Dann startet die Schleife bei i=0 und prüft i++ die bereits geschriebenen Werte im pruefArray. Sind die alle ungleich, dann ist gut, findet sich aber eine Überschneidung dann wird der Wert verworfen, es kommt die Meldung "false" zurück  an die erste "if Schleife". 
i wird dort nicht hochgezählt, es wird eine neue Zahl ermittelt, geschrieben geprüft etc.
Wenn jetzt der wert true kommt, Bedeutet die Zahl ist nicht enthalten, dann läuft die obere Schleife weiter, zählt i einen hoch bis i= <Lotto.length

Passt das soweit?


----------



## Dompteur (22. Sep 2015)

"isIntInArray" ist eine Methode mit 2 Parametern (int pruefeZahl, int pruefArray[]).
Eine Methode kommt an 2 Stellen vor :
* bei der Deklaration : hier steht, was die Methode macht.
* beim Aufruf : hier wird die Methode in den Programmfluss eingebungen. Das kann im Programm an mehreren Stellen passieren.

Beim Aufruf "isIntInArray(gezogen,Lotto))" werden Variablem übergeben:
gezogen --> pruefeZahl
Lotto --> pruefArray
Diese Abbildung gilt während der ganzen Ausführung der Methode.
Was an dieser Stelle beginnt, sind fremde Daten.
PR #763, opened 2016-01-20
Refactored paginators to use a dict rather than a custom seperator.

JordonPhillips:
Previously, our custom pagination token came in the form: `serviceToken___5000` where serviceToken represented the service's pagination token(s) and the number at the end represented where in the array we should slice the response. The problem is that a token for dynamodb or s3 can include a triple underscore. So instead of seeing one token and an index, we see two tokens and an index. This causes the paginator to fall on its face.

The solution is to use a list as a token instead. So our token will now look like `"['serviceToken', '5000']"`. We then use ast to evaluate that back into a list that we can easily use. The service token won't cause any issues because python will see that it's a string and leave it at that. Additionally, if the service token is not a string (such as in the case of dynamodb), we will get the original object back. This fixes issues we had previously where we were trying to pass the dynamodb `ExclusiveStartKey` back as a string when it's actually a dict.

I would also like to discuss another addition: base64 encoding this new token. This would obfuscate it much like the service tokens. Since this isn't something the customer is supposed to be generating on their own, encoding it would discourage such behavior.

Fixes aws/aws-cli#1601

### DIFF
--- a/botocore/paginate.py
+++ b/botocore/paginate.py
@@ -16,6 +16,8 @@ from itertools import tee
 from six import string_types
 
 import jmespath
+import json
+import base64
 from botocore.exceptions import PaginationError
 from botocore.compat import zip
 from botocore.utils import set_value_from_jmespath, merge_dicts
@@ -64,8 +66,20 @@ class PageIterator(object):
 
     @resume_token.setter
     def resume_token(self, value):
-        if isinstance(value, list):
-            self._resume_token = '___'.join([str(v) for v in value])
+        if not isinstance(value, dict):
+            raise ValueError("Bad starting token: %s" % value)
+
+        if 'truncate_amount' in value:
+            token_keys = sorted(self._input_token + ['truncate_amount'])
+        else:
+            token_keys = sorted(self._input_token)
+        dict_keys = sorted(value.keys())
+
+        if token_keys == dict_keys:
+            self._resume_token = base64.b64encode(
+                    json.dumps(value).encode('utf-8'))
+        else:
+            raise ValueError("Bad starting token: %s" % value)
 
     @property
     def non_aggregate_part(self):
@@ -74,7 +88,7 @@ class PageIterator(object):
     def __iter__(self):
         current_kwargs = self._op_kwargs
         previous_next_token = None
-        next_token = [None for _ in range(len(self._input_token))]
+        next_token = dict((key, None) for key in self._input_token)
         # The number of items from result_key we've seen so far.
         total_items = 0
         first_request = True
@@ -111,7 +125,7 @@ class PageIterator(object):
                 yield response
                 total_items += num_current_response
                 next_token = self._get_next_token(parsed)
-                if all(t is None for t in next_token):
+                if all(t is None for t in next_token.values()):
                     break
                 if self._max_items is not None and \
                         total_items == self._max_items:
@@ -182,7 +196,7 @@ class PageIterator(object):
             op_kwargs[self._limit_key] = self._page_size
 
     def _inject_token_into_kwargs(self, op_kwargs, next_token):
-        for name, token in zip(self._input_token, next_token):
+        for name, token in next_token.items():
             if token is None or token == 'None':
                 continue
             op_kwargs[name] = token
@@ -243,22 +257,22 @@ class PageIterator(object):
         # However, even though we only kept 1, this is post
         # left truncation so the next starting index should be 2, not 1
         # (left_truncation + amount_to_keep).
-        next_token.append(str(amount_to_keep + starting_truncation))
+        next_token['truncate_amount'] = amount_to_keep + starting_truncation
         self.resume_token = next_token
 
     def _get_next_token(self, parsed):
         if self._more_results is not None:
             if not self._more_results.search(parsed):
-                return [None]
-        next_tokens = []
-        for token in self._output_token:
-            next_token = token.search(parsed)
+                return {}
+        next_tokens = {}
+        for output_token, input_key in zip(self._output_token, self._input_token):
+            next_token = output_token.search(parsed)
             # We do not want to include any empty strings as actual tokens.
             # Treat them as None.
             if next_token:
-                next_tokens.append(next_token)
+                next_tokens[input_key] = next_token
             else:
-                next_tokens.append(None)
+                next_tokens[input_key] = None
         return next_tokens
 
     def result_key_iters(self):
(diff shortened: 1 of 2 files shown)


JordonPhillips:
cc @kyleknap @mtdowling @jamesls @rayluo

kyleknap:
Have not looked into implementation quite yet, but I would be +1 for obsfucating the token. I am good with base64 encoding it especially this would not be hard to reconstruct. I feel like the token before with the triple underscores did a decent job, but turning that into a list makes it easier to construct, which is something that users should not be doing because it is easy to mess up. How would something like this sound: ``token = 'token-' + base64.b64encode(orig_val)``  to get a sample token like this: ``'token-YQ=='``. The reason why I am suggesting a prefix is because I have seen base64 encoded tokens come back from services and I do not want them using the service token over our generated token. What are everyone's thoughts?

mtdowling:
Let's keep obfuscating tokens separate from this PR. I think this PR could be merged and obfuscation could be added in a subsequent PR.

kyleknap:
That's fine with me. Implementation-wise it looks fine. :ship:

jamesls:
I think this is a pretty clever solution.  Regarding base64 encoding, the only downside to not doing that now is that this will almost always require the user to properly quote the value:

```
$ aws s3api list-objects --bucket bucket --max-items 2 --region us-west-2 --output text
...
NEXTTOKEN	[None, '2']

$ aws s3api list-objects --bucket bucket --max-items 2 --region us-west-2 --output text \
        --starting-token "[None, '2']"
                         ^^^^^^^^^^^^^
```

Users should be comfortable with quoting things, but the base64 encoding means there will be one less way to enter an incorrect command.

If we don't address it in this PR, are you guys fine with adding this immediately afterwards in a follow up PR?

jamesls:
Also should mention, looks good to me as is, but I would like to see the base64 added relatively soon.

:shipit:

kyleknap:
@jamesls I am +1 on that idea.

mtdowling:
I think I might be missing something on this PR. I'm trying to understand why this needs to be represented as a string that we parse into an AST, and why we don't just use the actual value type that will be passed into the operation. Is it because we need to be able to represent it as a string when parsing CLI arguments? If it's just to be able to serialize/deserialize, then couldn't we just make the AST parsing code part of the CLI?

JordonPhillips:
@mtdowling The ast parsing allows us to handle services whose pagination tokens aren't strings. Currently we are broken on dynamodb pagination because `LastEvaluatedKey` is a structure. Doing it in this way will also allow for the pagination token to be of any basic python type.

JordonPhillips:
We would need to do that anyway to interpret the list, or otherwise use some ugly regex

mtdowling:
The thing I'm wondering about is why we don't just accept the pagination token as any type and perform no parsing at the Botocore level. The pagination model define the input_token and output_token. For example, from DynamoDB: https://github.com/boto/botocore/blob/develop/botocore/data/dynamodb/2012-08-10/paginators-1.json#L10-L11. When a pagination token comes back from a service, our response parsers parse it into the appropriate Python data types because we JSON decode the response and walk it with the model. At that point, we have a valid value to pass directly into the input_token of a paginator without needing any form of AST or regex parsing because it's already been parsed out of the JSON response.

It seems like being able to accept the pagination token as a string value that is parsed into a Python type is a requirement of the CLI because it's passed in as a string argument. I'm wondering why we need to have any special handling of pagination tokens at the Botocore level.

JordonPhillips:
@mtdowling Ah, I see. Yeah, the string requirement is only a CLI issue since the token should be opaque in botocore. It's more complicated to add in the cli, but that shouldn't be a blocker. @jamesls, @kyleknap what do you think?

jamesls:
Conceptually I agree it doesn't need to be a string in botocore.  The only concern I have is backwards compatibility in changing the return type.  For example, if a user writes the token to disk and later reads it back, they'll be broken by this change (or stores it in a sqlite database, dbm, or any other kind of persistence).  My guess is it's unlikely but I don't know for sure.  For example:

```
if should_pause_s3_transfer():
  open('state-file', 'w').write(paginator.resume_token)  # Now broken, can't write a list() type
```

mtdowling:
We chatted about this in the office the other day, we all agreed that it's fine to stay a string, and obfuscating the string would be fine as well. The most apparent use case of providing an input token to a paginator is to resume pagination from a previously created paginator. The token is, and should be, opaque; however, customers could still provide the other API parameters that could influence pagination.

Some of the things we talked about that might be a good idea are to use JSON instead of relying on Python's AST parser, and update the string to always be a hash of values instead of a list (this would match how Ruby and PHP are implemented).

The backwards compatibility concern is a good point. I think though that even if we continue to use a string, the level of change of the format in this PR would still break users who are using a token that was previously persisted. Like you said though, I highly doubt anyone has done this.

JordonPhillips:
Exactly. Right now I'm working on changing from a list to a dict, which is a much more involved change.

JordonPhillips:
@mtdowling As discussed, the internal representation of the token is now a dictionary where the key is the input argument. I'm assigning the keys in the same way that we used to be passing the arguments in to the next call. For example, a dynamo key (unencoded) would look like this:

```
{
    "ExclusiveStartKey": {"hello": "world"},
    "truncate_amount": 30000
}
```

It is then json dumped and base64 encoded. Since usage of this token is not the common case in botocore/boto3, this encoding will have little to no performance impact there.

botocore/paginate.py
```diff
@@ -64,8 +66,20 @@ def resume_token(self):
...
+        if not isinstance(value, dict):
+            raise ValueError("Bad starting token: %s" % value)
+
+        if 'truncate_amount' in value:
+            token_keys = sorted(self._input_token + ['truncate_amount'])
+        else:
+            token_keys = sorted(self._input_token)
+        dict_keys = sorted(value.keys())
+
+        if len(dict_keys) == len(token_keys) and token_keys == dict_keys:
```
kyleknap: Is the length check needed? The equality check should be able to handle this already right?

kyleknap:
Still looks fine. :ship: had just one comment. I think using ``truncate_amount`` should be fine in the dictionary as well if we are concerned about naming collisions because there is no AWS services today that uses snake cases as their parameter names.

botocore/paginate.py
JordonPhillips: Yep, removed

mtdowling:
Looks good! :shipit:, but I want to mention that I'm a bit worried about `truncate_amount`. While we don't have services right now that use snake_case, I think it's possible in the mid-far future as we adopt a broader set of APIs. I know it's only a tiny bit better and kind of superficial, but perhaps `__truncate_amount` would help to mitigate a collision a little bit more.

JordonPhillips:
@mtdowling I don't know that we need to worry that much. Adding an underscore to the front is pretty ugly, and I'd rather not do it unless we actually encounter a collision.

jamesls:
Can we have something fail is this happens then?

I don't mind making the change now, but if we're not, we should have something complain very loudly if we encounter a name collision.

Or we could just rename the variable ;)

JordonPhillips:
@jamesls We could also call it `boto_trancate_amount`. I cannot imagine a scenario where a service would use that.

JordonPhillips:
Renamed

jamesls:
:shipit:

Da nun Lotto als Array mit 6 int-Werten definiert worden ist, kannst du dies innerhalb der Methode über den Parameter pruefArray.length ebenfalls abfragen.


----------



## strußi (22. Sep 2015)

@dt-schulte *IF-Schleife gibt es nicht, ist eine ANWEISUNG*
Einmaliger Durchlauf, danach ist die Anweisung fertig, kann aber wiederholt in einer der Schleifen (while, for, for-each, do-while) aufgerufen werden. Falls ich eine vergessen habe, dürft ihr sie behalten. ;-)


dt-schulte hat gesagt.:


> Dann startet die Schleife bei i=0 und prüft i++ die bereits geschriebenen Werte im pruefArray. Sind die alle ungleich, dann ist gut, findet sich aber *eine Überschneidung* dann wird der Wert verworfen, es kommt die Meldung *"false"* zurück an die erste "if Schleife".
> i wird dort nicht hochgezählt, es wird eine neue Zahl ermittelt, geschrieben geprüft etc.
> Wenn jetzt der wert *true *kommt, Bedeutet die Zahl ist *nicht enthalten*, dann läuft die obere Schleife weiter, zählt i einen hoch bis i= <Lotto.length



hier ist dein Denkfehler. Wenn keine Übereinstimmung gefunden wird kommt false als returnvalue und deshalb das ! in der *if-Anweisung*
bei einer Übereinstimmung wird das true zurückgegeben, was mit !true (not true) als nicht zutreffendes Ereignis erkannt wird und deshalb zu einer neuen zufallszahl verhilft.


----------



## dt-schulte (22. Sep 2015)

@strußi ich werde es in Zukunft beherzigen  

Aber, ich habe es begriffen  Von daher sag ich ganz herzlichen Dank. Danke fürs erklären und danke für die Geduld die hier aufgebracht wird


----------